Verantwortungspazifistisches Handeln beginnt beim Einzelnen
Gewaltfreie Alternativen müssen nicht nur "von unten" entwickelt werden, sondern sie wirken letztendlich nur, wenn die/der Einzelne für sie einstehen. Deshalb ist eine umfassende Verweigerung, sich an Vorbereitung von Krieg und Dienst im Krieg zu beteiligen, eine der Grundvoraussetzungen für verantwortungsethischen Pazifismus.

Stärkung zivilgesellschaftlicher Aktivitäten statt Setzen auf Parteien
Verantwortungsethischer Pazifismus sucht das Engagement von Bürgerinnen und Bürgern für den Frieden. Eine starke, funktionierende Zivilgesellschaft, in der die friedensfördernden Kräfte stärker sind als die kriegsfördernden, ist die beste Garantie für Prävention oder Beendigung gewaltsamer Konflikte.

Hier haben wir in Deutschland, so scheint es mir, ein besonderes Defizit. Viele aus der Friedensbewegung tendieren dazu, eher ihre Hoffnungen von einer politischen Partei auf die andere zu verlagern als aus den Veränderungen, die die eine Partei mitgemacht hat, grundsätzliche Folgerungen über die Beschränktheit von politischen Parteien per se zu schließen.

Entwicklung gewaltfreier Alternativen
Bei der Diskussion um alternative Konfliktbearbeitung geht es natürlich nicht darum, quasi blind Alternativen zu all dem zu benennen, was die Nato und unsere Regierungen als Funktionen und Aufgaben des Militärs darstellen. Die Diskussion um Alternativen muss stets vor dem Hintergrund der weltpolitischen Situation geführt werden. Dabei muss man sich bewusst sein, aus welchen Motiven in Konflikte eingegriffen bzw. nicht eingegriffen wird und was die zitierten `außenpolitischen Interessen` sind.

Der meist pauschal vorgetragenen Auffassung, dass Gewaltfreiheit nur in niedrigen Eskalationsstufen eines Konfliktes Aussicht auf Erfolg habe, bevor offene Gewaltanwendung den Konflikt dominiert, widersprechen viele KonfliktforscherInnen, die sich mit Gewaltfreiheit befasst haben, und auch etliche historische Beispiele dieses Jahrhunderts (Prag 1968, Philippinen 1986, Kosovo 1989-1998). Das Konzept der Sozialen Verteidigung wurde fürdie größte annehmbare Gewaltanwendung, den Krieg, entwickelt und beruht auf Erfahrungsschätzen aus zahlreichen Konflikten, in denen von einer Seite keine Gewalt angewendet wurde. In vielen historischen Fällen von gewaltfreien Aufständen und zivilen Widerstands, von denen gerade das letzte, 20. Jahrhundert voll war, scheint es, als ob in vielen Fällen Gewaltfreiheit und nicht Gewalt das "letzte Mittel" gewesen ist. Sie war das Instrument der Konfliktaustragung, das auch dann zur Verfügung stand, wenn Gewalt nicht möglich schien, z.B. weil keine Waffen zur Verfügung standen, das Militär auf der anderen Seite stand oder ihm nicht zu trauen war (Kapp-Putsch, Prag 1968, Philippinen 1986) oder weil man wusste, dass Gewalt zur Vernichtung führen würde (was man im Kosovo bis 1997 wusste).

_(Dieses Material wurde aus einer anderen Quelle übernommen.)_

PR #95, opened 2017-08-03
Impl HttpTryFrom<Parts> for Uri

carllerche:
This allows `Parts` to be used with the builder fns.

### DIFF
--- a/src/uri.rs
+++ b/src/uri.rs
@@ -637,6 +637,15 @@ impl From<Parts> for Uri {
     }
 }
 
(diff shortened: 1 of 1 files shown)


carllerche:
There currently is an `Into` implementation, so if there is it would be incorrect...

That said, it might be possible, so that should be audited. I will open an issue to check.

carllerche:
I created #96 to revisit the `Into` implementation. If there are error cases, they should be reflected in the `HttpTryInto` impl as part of resolving #96.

Natürlich kann auch gewaltfreie Konfliktaustragung misslingen oder zu viel Zeit beanspruchen, bevor sie "greift". Die Anti-Vietnambewegung benötigte etliche Jahre, bevor sie die USA zum Rückzug aus Südostasien zwingen konnte, während Gewalt u.U. sehr schnell bis zu Massenmord und Genozid eskalieren kann. (Man denke an Ruanda.)

Aber in solchen Fällen versagten auch militärische Gegenmaßnahmen in der Vergangenheit und Gegenwart. Die Alliierten im Zweiten Weltkrieg unternahmen nichts gegen die deutschen Konzentrationslager, obwohl sie wussten, was vorging. In Ruanda zogen die zahlenmäßig kleinen UN-Truppen zunächst ab, im Kosovo wurden hilflos Einrichtungen und Truppen der angreifenden Armee bombardiert, während Paramilitärs ungehindert die Bevölkerung vertrieben.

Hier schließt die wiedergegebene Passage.